## PROBLEM REQUIREMENTS
Retype each entry below, keeping every character the same.

## STUDY MATERIAL
■ ■ ■ ■
PR #979, opened 2020-02-07
Add new filter for empty fields

core23:
## Subject

This filter allows filtering for (non-)nullable fields.

## Changelog

```markdown
### Added
-  Add new filter for empty fields
```

### DIFF
--- a/docs/reference/filter_field_definition.rst
+++ b/docs/reference/filter_field_definition.rst
@@ -44,6 +44,7 @@ For now, only `Doctrine ORM` filters are available:
 * ``Sonata\DoctrineORMAdminBundle\Filter\DateTimeFilter``: depends on the ``Sonata\AdminBundle\Form\Type\Filter\DateTimeType`` Form Type, renders a datetime field,
 * ``Sonata\DoctrineORMAdminBundle\Filter\DateTimeRangeFilter``: depends on the ``Sonata\AdminBundle\Form\Type\Filter\DateTimeRangeType`` Form Type, renders a 2 datetime fields,
 * ``Sonata\DoctrineORMAdminBundle\Filter\ClassFilter``: depends on the ``Sonata\AdminBundle\Form\Type\Filter\DefaultType`` Form type, renders a choice list field.
+* ``Sonata\DoctrineORMAdminBundle\Filter\EmptyFilter``: depends on the ``Sonata\AdminBundle\Form\Type\Filter\DefaultType`` Form type, renders a choice list field.
 
 Example
 -------
@@ -159,6 +160,26 @@ ClassFilter
         {
             $datagridMapper
                 ->add('type', ClassFilter::class, ['sub_classes' => $this->getSubClasses()]);
+        }
+    }
+
+Empty
+-----
+
+``Sonata\DoctrineORMAdminBundle\Filter\EmptyFilter`` supports filtering for empty (null) entity fields::
+
+    namespace Sonata\NewsBundle\Admin;
+
+    use Sonata\AdminBundle\Admin\AbstractAdmin;
+    use Sonata\AdminBundle\Datagrid\DatagridMapper;
+    use Sonata\AdminBundle\Filter\EmptyFilter;
+
+    final class PostAdmin extends AbstractAdmin
+    {
+        protected function configureDatagridFilters(DatagridMapper $datagridMapper)
+        {
+            $datagridMapper
+                ->add('deleted', EmptyFilter::class, ['field_name' => 'deletedAt']);
         }
     }
 
--- a/src/Filter/EmptyFilter.php
+++ b/src/Filter/EmptyFilter.php
@@ -1,0 +1,70 @@
+<?php
+
+declare(strict_types=1);
+
+/*
+ * This file is part of the Sonata Project package.
+ *
+ * (c) Thomas Rabaix <thomas.rabaix@sonata-project.org>
+ *
+ * For the full copyright and license information, please view the LICENSE
+ * file that was distributed with this source code.
+ */
+
+namespace Sonata\DoctrineORMAdminBundle\Filter;
+
+use Sonata\AdminBundle\Datagrid\ProxyQueryInterface;
+use Sonata\AdminBundle\Form\Type\Filter\DefaultType;
+use Sonata\Form\Type\BooleanType;
+use Symfony\Component\Form\Extension\Core\Type\HiddenType;
+
+final class EmptyFilter extends Filter
+{
+    /**
+     * @param string       $alias
+     * @param string       $field
+     * @param mixed[]|null $data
■ ■ ■ ■
## TASK RESPONSE
PR #979, opened 2020-02-07
Add new filter for empty fields

core23:
## Subject

This filter allows filtering for (non-)nullable fields.

## Changelog

```markdown
### Added
-  Add new filter for empty fields
```

### DIFF
--- a/docs/reference/filter_field_definition.rst
+++ b/docs/reference/filter_field_definition.rst
@@ -44,6 +44,7 @@ For now, only `Doctrine ORM` filters are available:
 * ``Sonata\DoctrineORMAdminBundle\Filter\DateTimeFilter``: depends on the ``Sonata\AdminBundle\Form\Type\Filter\DateTimeType`` Form Type, renders a datetime field,
 * ``Sonata\DoctrineORMAdminBundle\Filter\DateTimeRangeFilter``: depends on the ``Sonata\AdminBundle\Form\Type\Filter\DateTimeRangeType`` Form Type, renders a 2 datetime fields,
 * ``Sonata\DoctrineORMAdminBundle\Filter\ClassFilter``: depends on the ``Sonata\AdminBundle\Form\Type\Filter\DefaultType`` Form type, renders a choice list field.
+* ``Sonata\DoctrineORMAdminBundle\Filter\EmptyFilter``: depends on the ``Sonata\AdminBundle\Form\Type\Filter\DefaultType`` Form type, renders a choice list field.
 
 Example
 -------
@@ -159,6 +160,26 @@ ClassFilter
         {
             $datagridMapper
                 ->add('type', ClassFilter::class, ['sub_classes' => $this->getSubClasses()]);
+        }
+    }
+
+Empty
+-----
+
+``Sonata\DoctrineORMAdminBundle\Filter\EmptyFilter`` supports filtering for empty (null) entity fields::
+
+    namespace Sonata\NewsBundle\Admin;
+
+    use Sonata\AdminBundle\Admin\AbstractAdmin;
+    use Sonata\AdminBundle\Datagrid\DatagridMapper;
+    use Sonata\AdminBundle\Filter\EmptyFilter;
+
+    final class PostAdmin extends AbstractAdmin
+    {
+        protected function configureDatagridFilters(DatagridMapper $datagridMapper)
+        {
+            $datagridMapper
+                ->add('deleted', EmptyFilter::class, ['field_name' => 'deletedAt']);
         }
     }
 
--- a/src/Filter/EmptyFilter.php
+++ b/src/Filter/EmptyFilter.php
@@ -1,0 +1,70 @@
+<?php
+
+declare(strict_types=1);
+
+/*
+ * This file is part of the Sonata Project package.
+ *
+ * (c) Thomas Rabaix <thomas.rabaix@sonata-project.org>
+ *
+ * For the full copyright and license information, please view the LICENSE
+ * file that was distributed with this source code.
+ */
+
+namespace Sonata\DoctrineORMAdminBundle\Filter;
+
+use Sonata\AdminBundle\Datagrid\ProxyQueryInterface;
+use Sonata\AdminBundle\Form\Type\Filter\DefaultType;
+use Sonata\Form\Type\BooleanType;
+use Symfony\Component\Form\Extension\Core\Type\HiddenType;
+
+final class EmptyFilter extends Filter
+{
+    /**
+     * @param string       $alias
+     * @param string       $field
+     * @param mixed[]|null $data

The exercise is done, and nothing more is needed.